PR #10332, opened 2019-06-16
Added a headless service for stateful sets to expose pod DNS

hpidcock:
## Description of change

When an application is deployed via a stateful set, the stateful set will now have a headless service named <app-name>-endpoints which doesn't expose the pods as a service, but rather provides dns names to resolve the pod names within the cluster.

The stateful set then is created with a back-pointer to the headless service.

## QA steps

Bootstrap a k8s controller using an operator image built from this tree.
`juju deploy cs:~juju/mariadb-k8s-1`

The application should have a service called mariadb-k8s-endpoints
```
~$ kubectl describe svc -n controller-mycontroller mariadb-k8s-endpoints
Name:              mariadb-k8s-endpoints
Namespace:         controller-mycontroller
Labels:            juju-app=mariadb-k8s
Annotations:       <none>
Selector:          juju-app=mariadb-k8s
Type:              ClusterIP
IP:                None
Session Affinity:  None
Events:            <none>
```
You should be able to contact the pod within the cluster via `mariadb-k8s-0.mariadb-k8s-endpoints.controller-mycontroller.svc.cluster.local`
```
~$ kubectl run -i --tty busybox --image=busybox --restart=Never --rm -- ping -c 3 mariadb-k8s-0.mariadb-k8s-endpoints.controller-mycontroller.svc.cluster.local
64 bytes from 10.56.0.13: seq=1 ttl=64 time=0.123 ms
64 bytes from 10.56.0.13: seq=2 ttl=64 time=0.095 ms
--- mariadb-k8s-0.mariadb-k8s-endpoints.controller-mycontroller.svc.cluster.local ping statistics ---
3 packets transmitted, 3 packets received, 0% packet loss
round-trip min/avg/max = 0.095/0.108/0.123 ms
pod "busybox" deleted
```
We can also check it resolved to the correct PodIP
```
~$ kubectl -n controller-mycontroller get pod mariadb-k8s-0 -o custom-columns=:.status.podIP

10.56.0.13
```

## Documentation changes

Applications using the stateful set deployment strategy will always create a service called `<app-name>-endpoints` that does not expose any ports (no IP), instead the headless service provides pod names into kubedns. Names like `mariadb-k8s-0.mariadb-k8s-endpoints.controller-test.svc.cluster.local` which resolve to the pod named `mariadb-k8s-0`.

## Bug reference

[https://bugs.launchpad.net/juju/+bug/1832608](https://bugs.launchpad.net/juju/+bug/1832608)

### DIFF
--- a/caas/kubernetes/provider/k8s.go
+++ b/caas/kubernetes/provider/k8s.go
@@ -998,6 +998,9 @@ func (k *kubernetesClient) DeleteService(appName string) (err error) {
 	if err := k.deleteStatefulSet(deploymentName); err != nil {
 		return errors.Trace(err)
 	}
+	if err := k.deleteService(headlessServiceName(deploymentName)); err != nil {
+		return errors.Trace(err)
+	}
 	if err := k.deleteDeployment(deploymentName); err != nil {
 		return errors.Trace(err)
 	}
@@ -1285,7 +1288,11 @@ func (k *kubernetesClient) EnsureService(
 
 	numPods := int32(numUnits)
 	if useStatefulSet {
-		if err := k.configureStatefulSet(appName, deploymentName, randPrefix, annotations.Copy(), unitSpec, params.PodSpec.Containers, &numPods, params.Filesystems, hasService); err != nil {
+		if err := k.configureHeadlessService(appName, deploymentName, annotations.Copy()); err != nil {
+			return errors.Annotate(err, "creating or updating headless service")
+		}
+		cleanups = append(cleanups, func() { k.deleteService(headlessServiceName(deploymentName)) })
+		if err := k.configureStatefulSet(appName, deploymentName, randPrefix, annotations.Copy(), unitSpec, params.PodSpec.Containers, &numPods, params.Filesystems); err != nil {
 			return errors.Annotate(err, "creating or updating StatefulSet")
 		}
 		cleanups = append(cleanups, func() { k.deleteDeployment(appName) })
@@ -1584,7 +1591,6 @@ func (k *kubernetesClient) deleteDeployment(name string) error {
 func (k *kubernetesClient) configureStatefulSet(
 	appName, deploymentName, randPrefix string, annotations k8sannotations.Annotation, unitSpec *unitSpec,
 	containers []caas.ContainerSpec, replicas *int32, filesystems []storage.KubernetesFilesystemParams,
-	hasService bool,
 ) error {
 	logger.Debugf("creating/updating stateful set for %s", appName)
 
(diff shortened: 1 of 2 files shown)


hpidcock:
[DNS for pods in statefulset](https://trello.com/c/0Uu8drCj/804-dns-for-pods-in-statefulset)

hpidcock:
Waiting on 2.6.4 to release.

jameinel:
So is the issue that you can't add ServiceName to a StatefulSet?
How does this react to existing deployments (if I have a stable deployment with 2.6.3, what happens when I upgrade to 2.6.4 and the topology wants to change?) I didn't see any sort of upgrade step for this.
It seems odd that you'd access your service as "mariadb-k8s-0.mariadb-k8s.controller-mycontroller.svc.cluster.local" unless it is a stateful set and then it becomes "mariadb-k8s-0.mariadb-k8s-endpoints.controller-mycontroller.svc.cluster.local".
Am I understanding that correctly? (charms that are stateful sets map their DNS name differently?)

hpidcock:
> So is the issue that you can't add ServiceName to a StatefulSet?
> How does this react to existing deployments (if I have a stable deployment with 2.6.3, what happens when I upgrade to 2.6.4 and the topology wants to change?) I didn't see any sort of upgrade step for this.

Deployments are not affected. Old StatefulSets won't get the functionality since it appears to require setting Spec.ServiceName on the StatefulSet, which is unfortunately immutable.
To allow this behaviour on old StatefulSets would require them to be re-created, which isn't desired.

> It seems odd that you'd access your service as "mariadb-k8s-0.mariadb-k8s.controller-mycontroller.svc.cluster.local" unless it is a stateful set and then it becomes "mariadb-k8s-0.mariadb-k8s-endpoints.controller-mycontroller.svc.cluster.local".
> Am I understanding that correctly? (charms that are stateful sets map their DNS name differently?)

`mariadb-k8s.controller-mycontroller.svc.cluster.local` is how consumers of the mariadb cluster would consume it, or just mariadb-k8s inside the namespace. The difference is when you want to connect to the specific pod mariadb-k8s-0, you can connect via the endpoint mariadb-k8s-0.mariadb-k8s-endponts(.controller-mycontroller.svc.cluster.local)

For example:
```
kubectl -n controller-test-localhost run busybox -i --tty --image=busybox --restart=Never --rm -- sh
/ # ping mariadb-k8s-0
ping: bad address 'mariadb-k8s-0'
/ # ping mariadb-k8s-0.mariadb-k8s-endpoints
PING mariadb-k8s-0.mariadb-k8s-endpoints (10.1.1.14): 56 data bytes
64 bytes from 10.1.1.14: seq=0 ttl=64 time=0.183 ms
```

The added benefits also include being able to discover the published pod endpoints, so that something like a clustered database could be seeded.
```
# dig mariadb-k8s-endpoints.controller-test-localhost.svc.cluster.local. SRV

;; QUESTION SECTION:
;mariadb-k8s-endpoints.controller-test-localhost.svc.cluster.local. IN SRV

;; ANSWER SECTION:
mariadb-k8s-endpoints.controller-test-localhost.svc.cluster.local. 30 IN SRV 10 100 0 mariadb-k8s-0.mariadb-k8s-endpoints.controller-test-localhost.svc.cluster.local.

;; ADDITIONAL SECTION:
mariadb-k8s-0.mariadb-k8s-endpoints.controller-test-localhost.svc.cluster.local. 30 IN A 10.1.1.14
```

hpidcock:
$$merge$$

──────────

Copy every line from the records above that contains the word "correctly".

Am I understanding that correctly? (charms that are stateful sets map their DNS name differently?)
> Am I understanding that correctly? (charms that are stateful sets map their DNS name differently?)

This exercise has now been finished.